To people asking for referrals: I only refer people I am familiar with.
How to connect with me: If you need coaching, career advices, or a connection for future collaboration, please clearly state in your message via email or LinkedIn. Directly connecting me via social media without a referral will be ignored.
I obtained my B.Eng in Computer Science at the University of Hong Kong and M.S. in Computer Vision at Carnegie Mellon University. My past undergraduate and graduate research focused on Artifical Intelligence, Computer Vision, Deep Learning, and Computer Graphics, with paper published at SIGGRAPH, IEEE GRSL (feat. on cover, 2018), and ACCV (Best Application Paper Award, 2018).
From early 2020 to late 2024, I was a Tech Lead and Senior Software Engineer at Waymo Perception team, shipping multimodal spatial-temporal algorithms and machine learning models to both the autonomous vehicles and the remote cloud services.

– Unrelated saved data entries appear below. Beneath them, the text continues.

PR #788, opened 2020-09-22
x-bind:aria-* booleans enabled for true and false

davidleininger:
This PR fixes an issue where `x-bind` is used on an `aria-*` attribute as a boolean and the `false` state is removed.

Booleans for `aria-*` attributes require a `false` to exist so screen readers can understand the state of an object as per [W3C Recommendations](https://www.w3.org/TR/wai-aria-1.1/#state_prop_def).

#### `false` Inspector Screenshot
aria false example

### DIFF
--- a/src/directives/bind.js
+++ b/src/directives/bind.js
@@ -68,7 +68,7 @@ export function handleAttributeBindingDirective(component, el, attrName, express
     } else {
         attrName = modifiers.includes('camel') ? camelCase(attrName) : attrName
 
-        // If an attribute's bound value is null, undefined or false and does not include aria, remove the attribute
+        // If an attribute's bound value is null, undefined or false and does not start with aria, remove the attribute
         if ([null, undefined, false].includes(value) && !attrName.startsWith('aria')) {
             el.removeAttribute(attrName)
         } else {
--- a/src/directives/bind.js
+++ b/src/directives/bind.js
@@ -69,7 +69,7 @@ export function handleAttributeBindingDirective(component, el, attrName, express
         attrName = modifiers.includes('camel') ? camelCase(attrName) : attrName
 
         // If an attribute's bound value is null, undefined or false and does not include aria, remove the attribute
-        if ([null, undefined, false].includes(value) && !attrName.includes('aria')) {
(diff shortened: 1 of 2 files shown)


davidleininger:
No idea why that last check failed when the one before it didn't and in the last commit, I only added a line space in the readme. I don't have a way to rerun the test. Let me know if there is anything I need to do.

KevinBatdorf:
@davidleininger You can use `:aria-expanded="open.toString()"`

src/directives/bind.js
```diff
@@ -68,8 +68,8 @@ export function handleAttributeBindingDirective(component, el, attrName, express
     } else {
         attrName = modifiers.includes('camel') ? camelCase(attrName) : attrName
 
-        // If an attribute's bound value is null, undefined or false, remove the attribute
-        if ([null, undefined, false].includes(value)) {
+        // If an attribute's bound value is null, undefined or false and does not include aria, remove the attribute
+        if ([null, undefined, false].includes(value) && !attrName.includes('aria')) {
```
mikemcbride, line 72: You would likely want `!attrName.startsWith('aria')`, right? Otherwise you'd match on attributes containing `aria` inadvertently, like `data-variable`

davidleininger:
Fair point.

I guess I just thought it should be smart enough to do it for you. Either way, that a work around for me for now.

KevinBatdorf:
A note added to the documentation might be useful.

src/directives/bind.js
davidleininger: Done.

KevinBatdorf: Since the prefix is `aria-` maybe better to include the `-` as well?

ryangjchandler:
I feel as though there shouldn't be attribute specific exceptions built into the library. 

As @KevinBatdorf said, most people would just do this using `prop.toString()`, which isn't a bad way of doing it since it's more explicit which is in favour of the Alpine way. 

Perhaps maybe a note in the README about using `toString` makes more sense than adding an exception to the library for aria attributes. I can imagine there being a few edge cases that make this change a bit tricky.

davidleininger:
Closing this PR, opened another adding a note to the docs: #789

PR #796, opened 2020-09-30
docs: switch li to div

sagalbot:
The example for a modal uses a `ul`, with content, but with no children `li` wrapping the content. As far as I know this is invalid HTML/semantics. Swapped out the `ul` for a `div`.


KevinBatdorf:
Unless you add in aria labels, etc. a dropdown list should default to a `ul` ([source](https://www.w3.org/WAI/tutorials/menus/structure/)). A more correct change would be to just make that a comment inside.

```html
    <button @click="open = true">Open Dropdown</button>

    <ul
        x-show="open"
        @click.away="open = false"
    >
        <!-- Dropdown Body -->
    </ul>
</div>
```

PR #812, opened 2020-10-08
Remove garbled symbol on Japanese document

kimulaco:
Thank you for developing a great framework!
I found a garbled symbol in a [Japanese document](https://github.com/alpinejs/alpine/blob/master/README.ja.md#x-transition).

image

There was one unnecessary character that I couldn't see in the source code, so I deleted it.
If there are no mistakes, merge them!


calebporzio:
Thanks!

PR #815, opened 2020-10-11
Improve consistency of `checked` attribute value comparisons

### LINKED ISSUE #814: Cannot uncheck checkboxes with pre-set values
First I thought it has to do with Livewire, but after a lot of head scratching I checked Alpine without Livewire and the problem is still there.

Created a pen to demonstrate the problem. As you can see unchecked checkboxes can be checked and unchecked, but the ones that are set on load cannot:

https://codepen.io/mokhosh/pen/rNLVmvq

HugoDF:
Closes #814 

Some `el.checked` are being generated with loose equality (`==`), but in the x-model checkbox array case, unchecking was impossible due to a strict equality check (`!==`) in the "uncheck value" branch.

Extract the `el.checked` code to a util & use it where relevant (should help us keep it more consistent).


calebporzio:
Thanks @HugoDF!

PR #840, opened 2020-10-22
fix(x-for): issue with range iteration and numeric arrays

### LINKED ISSUE #839: x-for issue with numbers
Hi, 

I just noticed a bug with the latest alpine build (2.7.1) that doesn't affect versions prior.

If you x-for over and array of numerical values the first item always has a value of 1 when the array length is 1. Once the Array length is over 1 behaviour goes back to normal.

Here a code pen for it:

https://codepen.io/mariusaustr/pen/vYKydLy?editors=1001

Add a value that isn't 1 into input field and see that its rendered at 1. On the second addition the numbers return to normal.

ryangjchandler:
Closes #839. The problem was being caused by the `isNumeric` utility using `isNaN()` on arrays. 

When an array only contains 1 item, that is numeric, it will converted to a `Number` object that holds that value of the first item, therefore passing the `isNumeric` check. This PR just changes it to check that the `subject` being passed through is **not** an array using `Array.isArray`.

### DIFF
--- a/dist/alpine-ie11.js
+++ b/dist/alpine-ie11.js
@@ -6270,7 +6270,7 @@
     }.bind(this));
   }
   function isNumeric(subject) {
-    return !isNaN(subject);
+    return !Array.isArray(subject) && !isNaN(subject);
   } // Thanks @vuejs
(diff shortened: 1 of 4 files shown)


calebporzio:
Thanks @ryangjchandler!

I also led a part of the Perception system that utilizes large vision language models (VLMs) to improve Waymo's human-robot interaction and safety. I obtained 10+ spot bonuses by launching multiple impactful products and being a strong and caring team player.
In late 2024, I joined Apple. I have been researching, developing and deploying multimodal large language models (MLLM) on various Apple services and devices, also known as Apple Intelligence.
Although I mostly code for closed source projects (400k+ lines of code at Waymo), I also enjoy publishing open source code on GitHub, such as nanoGPT.jax and nanoDiffusion. I have been reviewing AI conference papers at AAAI, WACV, BMVC, etc. I provide LeetCode coaching for free.